Studio album by Richard Hawley
- Released: 21 September 2009
- Studio: Yellow Arch Studios, Sheffield
- Genre: Alternative pop, chamber pop
- Length: 51:05
- Label: Mute
- Producer: Richard Hawley and Colin Elliot

Richard Hawley chronology
| Lady's Bridge (2007) | Truelove's Gutter (2009) | Standing at the Sky's Edge (2012) |

Singles from Truelove's Gutter
- "For Your Lover Give Some Time" Released: 10 August 2009; "Open Up Your Door" Released: 30 November 2009;

= Truelove's Gutter =

Truelove's Gutter is the sixth studio album from musician Richard Hawley, released on 21 September 2009 in the UK and on 22 September 2009 in the US. The album title refers to an ancient street in Hawley's native Sheffield, now thought to be the location of present-day Castle Street, which was allegedly named after 18th-century innkeeper Thomas Truelove, who used to charge local people to dump their rubbish in the gutter in the street that then flowed down to the River Don. Thematically, Truelove's Gutter is Hawley's darkest album to date. Hawley told the BBC that the album was inspired by particularly dark periods in his life and those of others. The album features some uncommon instrumentation, such as the waterphone, megabass, and cristal baschet.

The first single, "For Your Lover Give Some Time," was released as a three-track digital download on 10 August 2009. A second single, "Open Up Your Door", was released on 30 November 2009, also as a three-track digital download. "Remorse Code" was issued as the album's de facto third single on the EP False Lights from the Land on 7 June 2010.

==Critical reception==

The album was mostly well received by the critics. Allmusic said "The album is more sparse than anything he's released. Its eight songs have a decidedly late-night feel. The grand sweeping orchestral strings of his last two albums have been replaced by a chamber section and odd instrumentation... that add real intimacy to the proceedings... Truelove's Gutter is a singular moment in Hawley's catalog that displays the maturity of all his gifts. It is quietly passionate, graceful, elegant, utterly moving, and unequivocally beautiful in its honesty and sophistication." BBC Music described the album as "a classic flawed masterpiece... Repeated plays reveal some truly sumptuous treasures... His strengths and weakness as a lyricist are laid bare by the sparse, moody atmospheres" but "aside from this, it's the sheer beauty and unity of feel that make this a more than worthy addition to the Hawley discography". The Daily Telegraph believed Hawley "has a strong claim to be the country's most accomplished songwriter" and described the tracks as "grown-up love songs – elevated by hope but weighed down by experience – and they sound all the more beautiful for it". Uncut said "Throughout, his mellowness of tone is the album’s defining feature... Miraculously, thanks to the minutiae of the arrangements, it’s a sound that never becomes one dimensional". Awarding the album eight out of ten, PopMatters called Truelove's Gutter "a beautiful and deceptively simple album" and said "this is a highly recommended album by an artist who seems to keep getting better. From what initially seemed like a limited palette, Richard Hawley has produced a masterpiece of tonal space that demands full concentration." MusicOMH was similarly enthralled, saying "Just looking at the sleeve it's possible to deduce that within lies a much darker, more minimal sound relative to its predecessors... This minimal approach is matched by the sound of the album which rarely breaks its spell of intoxicating intimacy... Truelove's Gutter is yet another showcase for Hawley's subtle genius. Every sound on the album, from the notes to the vocals, is warming and rich with sensations. Six studio albums into his late-starting solo career and Hawley's light shows no signs of dwindling."

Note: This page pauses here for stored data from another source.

PR #184, opened 2015-04-21
Adding text about not needing relative folder paths

kalenjohnson:
Since it's not a requirement to use one bedrock-ansible VM per project, a quick note about how the folder structure is not strict would be helpful.


kalenjohnson:
Not necessary as the README was updated today.

PR #189, opened 2015-04-27
Use site instead of example.com

merchantguru:
To be consistent with Readme's example and the Roots Example Project example.


retlehs:
thanks!

PR #190, opened 2015-04-27
Specify Virtualbox as provider

merchantguru:
To be consistent with Roots Example Project. `vagrant up` fails otherwise because of the `mv ansible/Vagrantfile .` step.

### DIFF
--- a/Vagrantfile
+++ b/Vagrantfile
@@ -1,6 +1,9 @@
 # -*- mode: ruby -*-
 # vi: set ft=ruby :
 
+# Specify Vagrant provider as Virtualbox
+ENV['VAGRANT_DEFAULT_PROVIDER'] = 'virtualbox'
+
 require 'yaml'
 
 ANSIBLE_PATH = '.' # path targeting Ansible directory (relative to Vagrantfile)


swalkinshaw:
We can't do this by default though since out of the box this `Vagrantfile` wouldn't work anymore.

merchantguru:
What do you recommend to fix it? Both those points will make the Roots Example fail out of the box as is.

Foxaii:
Unless something has changed recently, Virtualbox is already the default Vagrant provider, so that shouldn't need to be stated (and afaik not stating it hasn't caused any issues to date). Can you expand on how it is "failing out of the box" for you?

The Roots example project documentation should show that if the Vagrantfile is moved, the Ansible path should be updated accordingly. This makes more sense than a customisation that would break every other usage.

merchantguru:
The provider definition is a simple fix for users who have a different default provider specified in their own environment. For example, I have parallels defined as my default provider. (I think Parallels did this to me). When I run `vagrant up`, it dies because `vagrant up` relies on an assumption that you will use the default provider unless you give it the --provider=virtualbox flag. This will help make the project work wherever. 

It's fine with me if the ansible path solution is to have it done in the Example project, but that creates another step in that project.

merchantguru:
Removed/withdrew the ansible path change from this pull request. Just suggesting the Vagrantfile change. (I didn't mean to mix the 2 commits in the first place)

swalkinshaw:
:+1:

PR #203, opened 2015-04-29
Windows compatibility

kalenjohnson:
This is getting the ball rolling on Windows compatibility.

I've incorporated the info in the wiki and fixed the shell script so that Ansible runs on the VM, the `ansible-galaxy` files get loaded correctly, and Ansible provisions the VM.

I've hit one snag where the [start php5-fpm service](https://github.com/roots/bedrock-ansible/blob/master/roles/php/tasks/main.yml#L20-21) errors, but the verbose output is basically useless. I'll need either some more Ansible or Windows experts to take a look.

Issues:
- [x] Ansible erroring on php5-fpm start: https://github.com/ansible/ansible/issues/10675
  - possible fix to use Ansible 1.9.0.1
- [x] Pass `windows.sh` the ansible directory in the vagrant box. Otherwise if the project places `bedrock-ansible` in a sub-directory, all calls to `/vagrant` need to be updated as well.
- [x] Decide how Windows users should be able to deploy. I can think of two options:
  - SSH in and run the same script everyone else does
  - since the `windows.sh` script is basically ready to go, they could potentially do something like `deploy=‘production' vagrant up`

### DIFF
--- a/Vagrantfile
+++ b/Vagrantfile
@@ -52,16 +52,23 @@ Vagrant.configure('2') do |config|
     end
   end
 
-  config.vm.provision :ansible do |ansible|
-    ansible.playbook = File.join(ANSIBLE_PATH, 'dev.yml')
-    ansible.groups = {
-      'web' => ['default'],
-      'development' => ['default']
-    }
+  if Vagrant::Util::Platform.windows?
+    config.vm.provision :shell do |sh|
+      sh.path = File.join(ANSIBLE_PATH, 'windows.sh')
+      sh.args = ANSIBLE_PATH
+    end
+  else
+    config.vm.provision :ansible do |ansible|
+      ansible.playbook = File.join(ANSIBLE_PATH, 'dev.yml')
+      ansible.groups = {
+        'web' => ['default'],
+        'development' => ['default']
+      }
 
-    if vars = ENV['ANSIBLE_VARS']
-      extra_vars = Hash[vars.split(',').map { |pair| pair.split('=') }]
-      ansible.extra_vars = extra_vars
+      if vars = ENV['ANSIBLE_VARS']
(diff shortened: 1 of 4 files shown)


kalenjohnson:
I think the final issue is actually a bug in Ansible: https://github.com/ansible/ansible/issues/10675

People are experiencing an issue starting php5-fpm with version 1.9.1, which happens to be the latest version that gets installed on box, which also happens to be Ubuntu 14.04.

swalkinshaw:
Regarding deploys: rather them just SSH in and run commands.

austinpray:
>SSH in and run the same script everyone else does

This

kalenjohnson:
Ok I think we all agree on SSH in and follow the same instructions to deploy on Windows

austinpray:
Yep. Reduces the surface area we need to test.

Vagrantfile
```diff
@@ -52,16 +52,23 @@ Vagrant.configure('2') do |config|
...
-    }
-
-    if vars = ENV['ANSIBLE_VARS']
-      extra_vars = Hash[vars.split(',').map { |pair| pair.split('=') }]
-      ansible.extra_vars = extra_vars
+  if Vagrant::Util::Platform.windows?
+    config.vm.provision :shell do |sh|
+      sh.path = "#{ANSIBLE_PATH}/windows.sh"
+      sh.args = "#{ANSIBLE_PATH}"
+    end
```
swalkinshaw:
```ruby
config.vm.provision :shell do |sh|
  sh.path = File.join(ANSIBLE_PATH, 'windows.sh')
  sh.args = ANSIBLE_PATH
end
```

kalenjohnson:
Squashed

kalenjohnson:
Fully squashed

PR #594, opened 2016-06-13
Update contributing guidelines link in readme

ptibbetts:
This link used to point to `./CONTRIBUTING.md` which has now been moved to `.github/CONTRIBUTING.md` and so I've updated it to the one in the roots/guidelines repo, like the Sage readme does.

### DIFF
--- a/README.md
+++ b/README.md
@@ -92,7 +92,7 @@ A base Ubuntu 14.04 server is required for setting up remote servers.
 
 ## Contributing
 
-Contributions are welcome from everyone. We have [contributing guidelines](CONTRIBUTING.md) to help you get started.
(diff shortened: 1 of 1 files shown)


ptibbetts:
I've noticed that the roots-example-project.com, docs, and soil repos are missing a `CONTRIBUTING.md` file (in either `./` or `.github`).

Would you be open to some PRs that direct people to the guidelines repo? I was thinking of putting them all in `.github/CONTRIBUTING.md` (same contents as Sage & Trellis) and also adding a contributing link in the readme that points to the guidelines repo, like Sage goes.

I could add the issue template to those repos whilst I'm at it.

Whaddaya think?

swalkinshaw:
I think that sounds like a good idea.

/cc @retlehs

swalkinshaw:
Thanks 👍

PR #596, opened 2016-06-15
Switch to ondrej/nginx PPA for ALPN support

swalkinshaw:
Chrome 51 and newer only support ALPN. This is a negotiation protocol
that HTTP/2 uses. To support ALPN, you need OpenSSL 1.0.2+.

Ubuntu 14.04 unfortunately stops at OpenSSL 1.0.1 so we need to use a
custom PPA in order to support this.


swalkinshaw:
Closing this since it will be fixed by switching to 16.04.

PR #597, opened 2016-06-16
Update includeSubDomains captialization

allanchau:
Fix for Warning: Non-standard capitalization of includeSubDomains


swalkinshaw:
Thanks!

PR #608, opened 2016-06-30
Update per-item callback names for Ansible 2.0.2.0

fullyint:
This PR updates the Trellis output plugin to use the [callback names modified in Ansible 2.0.2.0](https://github.com/ansible/ansible/commit/9d46a16f3f38819d3c567cea119dc85d0da7618e#diff-ab09fa2a9291a017c38c5db420d7ee0fL323).

Otherwise textwrap will not be applied to the `msg` in tasks that use `with_items`.


swalkinshaw:
👍

PR #613, opened 2016-07-07
Install ansible 2.0.2 in windows via pip

danstefancu:
Ansible 2.1.0 has a bug, and apt cannot install 2.0.2 version that is not afected.

See: https://github.com/ansible/ansible/issues/15915
See: https://discourse.roots.io/t/taskinclude-object-has-no-attribute-has-triggered/6834/5

### DIFF
--- a/windows.sh
+++ b/windows.sh
@@ -31,12 +31,11 @@ fi
 
 # Install Ansible and its dependencies if not installed.
 if [ ! -f /usr/bin/ansible ]; then
-  echo "Adding Ansible repository..."
-  sudo apt-add-repository -y ppa:ansible/ansible
-  echo "Updating system..."
-  sudo apt-get -y update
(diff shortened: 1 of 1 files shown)


danstefancu:
Well, it's not really an issue, as pip is only used to install ansible 2.0.2. Building the entire dependency tree for pip will just add time to the installation and nothing else.

Tested the ansible to setup a server and deploy a release, with this patched version, and everything wrks as expected.

danstefancu:
Note: this patch is for short term usage (couple of weeks), and can be removed once ansible 2.1.1 is stable and published to launchpad, to be installed via apt-get. Without this, trellis is unusable from a windows host.

fullyint:
> Tested the ansible to setup a server and deploy a release, with this patched version, and everything works as expected.

Works for me too. Thanks!

PR #614, opened 2016-07-09
Add vault_users for easier password management

fullyint:
**Automates password hashing** so people don't have to create their own hash for `sudoer_passwords`.

**Automates become pass submission** so people don't have to use `--ask-become-pass`.
When `--ask-become-pass` is used, its password will take precedence.

~~**Disables `root` login by default,** but only after confirmation that the `admin_user` can connect.~~
**Edit:** we can dedicate a separate PR to disabling `root` login.

roots/docs#43

### DIFF
--- a/CHANGELOG.md
+++ b/CHANGELOG.md
@@ -1,7 +1,7 @@
 ### HEAD
-* Add `vault_users` for easier password management ([#614](https://github.com/roots/trellis/pull/614))
+* [BREAKING] Add `vault_users` for easier password management ([#614](https://github.com/roots/trellis/pull/614))
 * Fix #581 - Use WP-CLI to run WP cron ([#583](https://github.com/roots/trellis/pull/583))
-* Require explicit redirects and drop www_redirect ([#622](https://github.com/roots/trellis/pull/622))
+* [BREAKING] Require explicit redirects and drop `www_redirect` ([#622](https://github.com/roots/trellis/pull/622))
 * Fix #612 - Bump nginx_fastcgi_buffer_size to `8k` ([#620](https://github.com/roots/trellis/pull/620))
 * Setup permalink structure for multisite installs too ([#617](https://github.com/roots/trellis/pull/617))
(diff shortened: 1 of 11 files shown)


swalkinshaw:
Any ideas about encouraging the use of Ansible Vault? It becomes more important with this change.

At a minimum we should probably emphasize it more in the docs.

fullyint:
>Any ideas about encouraging the use of Ansible Vault?

I have a "tips" role largely worked out, following the pattern of #562's proposed "validations" role. Tips print to the end of playbook stdout. One is conditional on a custom `unencrypted_vault_files` _bool_ created using [`is_encrypted`](https://github.com/ansible/ansible/blob/v2.0.2.0-1/lib/ansible/parsing/vault/__init__.py#L100) from `VaultLib`:
> Tip: Some vault files are not encrypted. Set up Ansible Vault following the guide at ... [etc]

Users can disable tips and/or validations with a simple toggle in `group_vars` or `--extra-vars`.

Not wanting to overload, I was waiting to finalize/submit the "tips" PR till after the "validations" PR had been considered.

There could certainly be other ideas for encouraging Vault usage.

fullyint:
@swalkinshaw pointed out that the playbook fails if `vault_users` is not defined. It does not need to be defined when `sshd_permit_root_login: true` (current default).

I added a few instances of `vault_users | default([])` to prevent unnecessary failure.

swalkinshaw:
Trying this out and I get this:

> |password_hash requires the passlib python module to generate password hashes
on Mac OS X/Darwin

swalkinshaw:
After a `pip install password_hash` everything worked great 👍

fullyint:
Thanks for testing! I squashed in a test and message at the top of `vars.py` suggesting:
>Ansible on OS X requires the python passlib module to create user password hashes.
sudo easy_install pip
pip install passlib

swalkinshaw:
💯

PR #615, opened 2016-07-13
Add list of raw_vars whose values are auto-escaped

fullyint:
#548 wrapped WP salts/keys in `{% raw %}` to avoid templating failures due to values containing opening jinja delimiters `{{` and `{%`. This was not user-configurable (no easy way to opt-out of the magic) and it didn't wrap other variables likely to have randomly generated values, leaving the potential for problematic jinja delimiters.

This PR replaces the #548 method with a new list of `raw_vars` as a user-configurable method to wrap chosen variable values in `{% raw %}`.

This doesn't seem to be a very risky use of the potentially evolving Ansible plugin API. The only new API material introduced is the checking of Ansible-specific classes `AnsibleMapping`, `AnsibleSequence`, and `AnsibleUnicode` in the `raw_triage` method. These classes have [been around](https://github.com/ansible/ansible/blob/v2.0.0.0-1/lib/ansible/parsing/yaml/objects.py) all of Ansible 2.0.

-----
To see it work, pull this branch then add the vars below to the end of `group_vars/all/main.yml`:
```
simple_var: no {{ fail

complex_var:
  - name: "{{ admin_user }}"
    password: random_with_{{_jinja_delimiter
    salt: ran{%dom
    some_list:
      - no {{ fail
      - templated -> {{ admin_user }}
  - name: "{{ web_user }}"
    some_dict:
      key_1: no {% fail
      key_2: no {{ fail
      other_key: templated -> {{ web_user }}

raw_vars:
  - simple_var
  - complex_var.*.password
  - complex_var.*.salt
  - complex_var.*.some_list.0
  - complex_var.*.some_dict.key_*
```

Now add this task to the end of the `Determine Remote User` play in `server.yml`:
```
  tasks:
    - debug:
        msg: |
          {{ simple_var | to_nice_yaml }}
          {{ complex_var | to_nice_yaml }}
      tags: remote-user
```

Now run `server.yml` to print the vars, seeing that the stray jinja delimiters don't cause failures:
```
ansible-playbook server.yml -e env=production --tags remote-user
```

### DIFF
--- a/lib/trellis/plugins/vars/vars.py
+++ b/lib/trellis/plugins/vars/vars.py
@@ -41,6 +41,9 @@ class VarsModule(object):
         if 'raw_vars' not in hostvars:
             return
 
+        if not isinstance(hostvars['raw_vars'], AnsibleSequence):
+            raise AnsibleError('The `raw_vars` variable must be defined as a list.')
+
         patterns = [re.sub(r'\*', '(.)*', re.sub(r'\.', '\.', var)) for var in hostvars['raw_vars'] if var.split('.')[0] in hostvars]
         keys = set(pattern.split('\.')[0] for pattern in patterns)
         for key in keys:
--- a/lib/trellis/plugins/vars/vars.py
+++ b/lib/trellis/plugins/vars/vars.py
@@ -1,6 +1,8 @@
 from __future__ import (absolute_import, division, print_function)
 __metaclass__ = type
 
+import re
+
 from ansible import __version__
 from ansible.errors import AnsibleError
 
@@ -10,6 +12,7 @@ if __version__.startswith('1'):
 # These imports will produce Traceback in Ansible 1.x, so place after version check
 from __main__ import cli
 from ansible.compat.six import iteritems
+from ansible.parsing.yaml.objects import AnsibleMapping, AnsibleSequence, AnsibleUnicode
 
 
 class VarsModule(object):
@@ -20,14 +23,57 @@ class VarsModule(object):
         self.inventory_basedir = inventory.basedir()
         self._options = cli.options if cli else None
 
-    # Wrap salts and keys variables in {% raw %} to prevent jinja templating errors
-    def wrap_salts_in_raw(self, host, hostvars):
-        if 'vault_wordpress_sites' in hostvars:
-            for name, site in hostvars['vault_wordpress_sites'].iteritems():
-                for key, value in site['env'].iteritems():
-                    if key.endswith(('_key', '_salt')) and not value.startswith(('{% raw', '{%raw')):
-                        hostvars['vault_wordpress_sites'][name]['env'][key] = ''.join(['{% raw %}', value, '{% endraw %}'])
-            host.vars['vault_wordpress_sites'] = hostvars['vault_wordpress_sites']
+    def raw_triage(self, key_string, item, patterns):
+        # process dict values
+        if isinstance(item, AnsibleMapping):
+            dict = {}
+            for key,value in item.iteritems():
+                dict[key] = self.raw_triage('.'.join([key_string, key]), value, patterns)
+            return dict
+
+        # process list values
+        elif isinstance(item, AnsibleSequence):
+            list = []
+            for i,value in enumerate(item):
+                raw = self.raw_triage('.'.join([key_string, str(i)]), value, patterns)
+                list.append(raw)
+            return list
+
+        # wrap values if they match raw_vars pattern
+        elif isinstance(item, AnsibleUnicode):
+            matches = False
+            for pattern in patterns:
+                if re.match(pattern, key_string) is not None:
+                    matches = True
+                    break
+
+            if not item.startswith(('{% raw', '{%raw')) and matches:
+                item = ''.join(['{% raw %}', item, '{% endraw %}'])
+
+            return item
+
+    def raw_vars(self, host, hostvars):
+        if 'raw_vars' not in hostvars:
+            return
+
+        raw_vars = list((var for var in hostvars['raw_vars'] if var.split('.')[0] in hostvars))
+
+        # prepare regex match patterns
+        patterns = []
+        for pattern in raw_vars:
+            pattern = re.sub(r'\.', '\.', pattern)
+            pattern = re.sub(r'\*', '(.)*', pattern)
+            patterns.append(pattern)
+
+        # wrap matching vars under each key
+        keys = set()
+        for var in raw_vars:
+            key = var.split('.')[0]
+            if key in keys:
+                continue
+
+            host.vars[key] = self.raw_triage(key, hostvars[key], patterns)
+            keys.add(key)
 
     def cli_options(self):
         options = []
@@ -52,7 +98,7 @@ class VarsModule(object):
         return ' '.join(options)
 
     def get_host_vars(self, host, vault_password=None):
-        self.wrap_salts_in_raw(host, host.get_group_vars())
+        self.raw_vars(host, host.get_group_vars())
         host.vars['cli_options'] = self.cli_options()
         host.vars['cli_ask_pass'] = getattr(self._options, 'ask_pass', False)
         return {}
--- a/lib/trellis/plugins/vars/vars.py
+++ b/lib/trellis/plugins/vars/vars.py
@@ -26,54 +26,25 @@ class VarsModule(object):
     def raw_triage(self, key_string, item, patterns):
         # process dict values
         if isinstance(item, AnsibleMapping):
-            dict = {}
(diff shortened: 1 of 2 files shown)


swalkinshaw:
This is good but think I'd rather skip all the wildcard stuff for now. It's currently unused by default and not sure it's worth the potential hassle.

fullyint:
We wouldn't want the wildcard functionality to become a wildcard of its own. Surprises not welcome.

But to explain, the wildcard functionality stemmed from development on #614 with its new var:
```
vault_users:
  - name: "{{ admin_user }}"
    password: example_password
    salt: "generateme"
```
This var would require the wildcard, a la:
```
raw_vars:
  - vault_users.*.password
  - vault_users.*.salt
```

lib/trellis/plugins/vars/vars.py
```diff
@@ -20,14 +23,57 @@ def __init__(self, inventory):
...
+                    break
+
+            if not item.startswith(('{% raw', '{%raw')) and matches:
+                item = ''.join(['{% raw %}', item, '{% endraw %}'])
+
+            return item
+
+    def raw_vars(self, host, hostvars):
+        if 'raw_vars' not in hostvars:
+            return
```
swalkinshaw: I wonder if it's better to move the default vars into here.

Pros: users shouldn't have to worry about these too much so they are kept out of the way and harder to mess up.
Cons: to disable them would require  `raw_vars: []` and maybe less visibility?

lib/trellis/plugins/vars/vars.py
```diff
@@ -20,14 +23,57 @@ def __init__(self, inventory):
...
+        for pattern in raw_vars:
+            pattern = re.sub(r'\.', '\.', pattern)
+            pattern = re.sub(r'\*', '(.)*', pattern)
+            patterns.append(pattern)
+
+        # wrap matching vars under each key
+        keys = set()
+        for var in raw_vars:
+            key = var.split('.')[0]
+            if key in keys:
```
swalkinshaw: So this just prevent duplicate vars? Like in this case:


```yaml
raw_vars:
  - vault_foo.*
  - valut_foo.*.bar
```

The 2nd one would be skipped?

lib/trellis/plugins/vars/vars.py
```diff
@@ -20,14 +23,57 @@ def __init__(self, inventory):
...
+                list.append(raw)
+            return list
+
+        # wrap values if they match raw_vars pattern
+        elif isinstance(item, AnsibleUnicode):
+            matches = False
+            for pattern in patterns:
+                if re.match(pattern, key_string) is not None:
+                    matches = True
+                    break
```
swalkinshaw:
```python
match = next((pattern for pattern in patterns if re.match(pattern, key_string)), None)
```

Think that replaces the above 5 lines

lib/trellis/plugins/vars/vars.py
```diff
@@ -20,14 +23,57 @@ def __init__(self, inventory):
...
+                dict[key] = self.raw_triage('.'.join([key_string, key]), value, patterns)
+            return dict
+
+        # process list values
+        elif isinstance(item, AnsibleSequence):
+            list = []
+            for i,value in enumerate(item):
+                raw = self.raw_triage('.'.join([key_string, str(i)]), value, patterns)
+                list.append(raw)
+            return list
```
swalkinshaw: Comprehension maybe?

```python
return [self.raw_triage('.'.join([key_string, str(i)]), value, patterns) for i,value in enumerate(item)]
```

lib/trellis/plugins/vars/vars.py
```diff
@@ -20,14 +23,57 @@ def __init__(self, inventory):
...
-                    if key.endswith(('_key', '_salt')) and not value.startswith(('{% raw', '{%raw')):
-                        hostvars['vault_wordpress_sites'][name]['env'][key] = ''.join(['{% raw %}', value, '{% endraw %}'])
-            host.vars['vault_wordpress_sites'] = hostvars['vault_wordpress_sites']
+    def raw_triage(self, key_string, item, patterns):
+        # process dict values
+        if isinstance(item, AnsibleMapping):
+            dict = {}
+            for key,value in item.iteritems():
+                dict[key] = self.raw_triage('.'.join([key_string, key]), value, patterns)
+            return dict
```
swalkinshaw: Could use a comprehension here as well

lib/trellis/plugins/vars/vars.py
fullyint: The primary purpose of recursing only once through each top-level key is to avoid having multiple lists or dicts to merge for keys at various depths. No variable value is touched more than once. Each top-level key needs only one instance of the following and avoids merges:
```
host.vars[key] = self.raw_triage(key, hostvars[key], patterns)
```

A prior iteration had the potential to produce multiple dicts and lists per key, which I tried to merge using Ansible's [`merge_hash`](https://github.com/ansible/ansible/blob/v2.0.2.0-1/lib/ansible/utils/vars.py#L71_). There were edge-case merge failures, with nested values inappropriately overwitten (particularly for lists).

It is only a secondary benefit that we do no more work than for the simplest equivalent:
```yaml
raw_vars:
  - vault_foo
```

lib/trellis/plugins/vars/vars.py
fullyint: That "visibility" was my focus. My overarching goal was to transition this functionality from "hidden" -- which for users is possibly surprising and certainly non-configurable -- to "out in the open" and easy to use.

I agree most users won't understand it and won't touch it, in which case they won't mess it up. In that sense, I think it is like neighboring obscure vars in `group_vars/all/main.yml`, such as `wordpress_env_defaults` or `site_env`. 

For users who do try to use it, actually adding patterns versus merely disabling it, I think they'll have the easiest time if they readily see the full list of `raw_vars` default patterns right there in a group_vars file.

Would users really want to adjust patterns? I think a conceivable example would be that someone wants to add an env var in `vault_wordpress_sites` that should _not_ be wrapped in `{% raw %}`. They'd need to adjust the `raw_vars` to be more specific, just wrapping the right parts, such as:
```
raw_vars:
  - vault_wordpress_sites.*.*_password       # for `admin_password` (dev only) and `db_password`
  - vault_wordpress_sites.*.*_salt
  - vault_wordpress_sites.*.*_key
```

On the other hand, if we decide that visibility and configurability aren't the goal or aren't worth it, then I suppose moving the defaults into `vars.py` makes sense. In that case, we could consider whether the python code would be "safer" being more targeted to those defaults, not supporting the wildcard stuff and being more "hard-coded" like it has been for WP keys and salts.

lib/trellis/plugins/vars/vars.py
swalkinshaw: Unless this isn't the same thing, it's clearer to filter the list first:

```python
raw_vars = set([var.split('.')[0] for key in raw_vars])

for var in raw_vars:
    host.vars[key] = self.raw_triage(key, hostvars[key], patterns)
```

fullyint:
I incorporated @swalkinshaw's suggested comprehensions; a remarkable streamlining of the code.

----
I added a commit to raise an error if `raw_vars` is not defined as a list.

-----
The `vars.py` plugin accesses vars before they are templated. This is what enables us to wrap vars in `{% raw %}` before a templating problem occurs. 

However, this means that the `raw_vars` variable will not be templated/expanded here unless we do it ourselves. I added a commit to template the `raw_vars` variable before working with it.

```yaml
some_var:
  - vault_mail_password
  - vault_mysql_root_password
  - vault_wordpress_sites

raw_vars: "{{ some_var }}"
```

If a user were to create the unlikely scenario above, I think it would be a baffling surprise/mystery why `some_var` wasn't being templated/expanded in the definition of `raw_vars`. I introduce some code to avoid such a problem. I don't think the code has too high of a price.

- The [`Templar` params](https://github.com/ansible/ansible/blob/v2.0.0.0-1/lib/ansible/template/__init__.py#L125) seem relatively stable, unchanged during history of Ansible 2.x
- The [Templar.template() params](https://github.com/ansible/ansible/blob/v2.0.0.0-1/lib/ansible/template/__init__.py#L272) have had only one [minor irrelevant change](https://github.com/ansible/ansible/commit/dc15eb806e1b5c040aedb0565218d26c369eb453#diff-c6c175f84d40c7d6fd35ebe53793bdddR278) during history of 2.x
- [`DataLoader`](https://github.com/ansible/ansible/blob/v2.0.0.0-1/lib/ansible/parsing/dataloader.py) has been around all of 2.x

I put `self.loader` in `__init__` so it is accessible to other methods to use for templating in the future.

swalkinshaw:
Works great 🎉

PR #619, opened 2016-07-21
Fix subdomain detection in reverse_www

swalkinshaw:
Replaces our naive detection with querying the tldextract service.

This isn't 100% ideal since it relies on an external request which might fail. But for now it's better than trying to bundle tldextract itself in Trellis and have to maintain the TLD data list.


swalkinshaw:
Going to close this. It will be replaced with a proper solution to come soon and we shouldn't rely on these network calls which could cause problems.

PR #623, opened 2016-07-27
Updated windows.sh

TheAggressive:
Added apt update before installing Ansible to fix a issue in windows.

### DIFF
--- a/windows.sh
+++ b/windows.sh
@@ -32,8 +32,8 @@ fi
 # Install Ansible and its dependencies if not installed.
 if [ ! -f /usr/bin/ansible ]; then
   echo "Installing pip..."
-  sudo apt-get -y install python-pip
   sudo apt-get -y update
+  sudo apt-get -y install python-pip
   echo "Installing Ansible with pip..."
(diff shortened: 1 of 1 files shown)


windows.sh
```diff
@@ -33,6 +33,7 @@ fi
 if [ ! -f /usr/bin/ansible ]; then
   echo "Installing pip..."
   sudo apt-get -y install python-pip
+  sudo apt-get -y update
```
swalkinshaw: Shouldn't this be before the line above it?:

```bash 
sudo apt-get -y update
sudo apt-get -y install python-pip
```

TheAggressive: It seems both ways work the same. I could change it to how you have it before installing pip.

swalkinshaw: Seems like it should be before. Are you testing from scratch to test? Anyway, let's put it before 👍 and we're good

TheAggressive: I am testing from scratch to verify it's working correctly. I just made that change so its before.

swalkinshaw:
Thanks 👍

PR #792, opened 2017-03-17
sshd: move AddressFamily above ListenAddress

kenbird:
Provisioning a server with Ansible 2.2.0.0 fails with:

failed to validate /root/.ansible/tmp/ansible-tmp-1489759318.18-198304737737752/source line 8: address family must be specified before ListenAddress.

This pull request simply moves the AddressFamily entry above the ListenAddress block

### DIFF
--- a/roles/sshd/templates/sshd_config.j2
+++ b/roles/sshd/templates/sshd_config.j2
@@ -5,6 +5,8 @@
 Port {{ port }}
 {% endfor -%}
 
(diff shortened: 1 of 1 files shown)


kenbird:
I should maybe mention the OS was Ubuntu 14.04.5 x64

swalkinshaw:
We'd have to verify it's the same on Ubuntu 16.04 as well.

swalkinshaw:
Thanks 👍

While generally positive about the album, The Guardian felt that "it's hard to escape a niggling feeling that Hawley is here polishing a formula, even falling back on cliche, in his continuing quest to make the local and homely sound lushly romantic". Spin was unimpressed, saying Truelove's Gutter "has moments of heartbreaking beauty. Too bad those moments are outnumbered by a reliance on secondhand lyrical conceits and drifting arrangements." Pitchfork said "The gorgeous, backward-looking beauty of past releases like Coles Corner... has shifted toward something more dark, ambient, and withdrawn. It may be too slow for many, but it's more measured than it is mundane... Hawley can sound too stripped down this time out, and the two songs that hover near the 10-minute mark overplay the appeal of minimal compositions and Hawley's sweet croon" but ultimately "Hawley's mined a specific vein of emotion for years, and it's a testament to his skill that his hyper-local focus maintains such a broad appeal". Drowned in Sound noted the bleakness of the record, saying that Hawley "lends his uniquely melancholic voice to a uniquely melancholic album, even by his standards... Truelove's Gutter isn't all blackness, but even at its few hopeful moments there are those tinges of pessimism and cynicism that prevent it from ever being rose coloured. As a whole it's a musically and lyrically a beautiful reflection on the less than smooth course life can take."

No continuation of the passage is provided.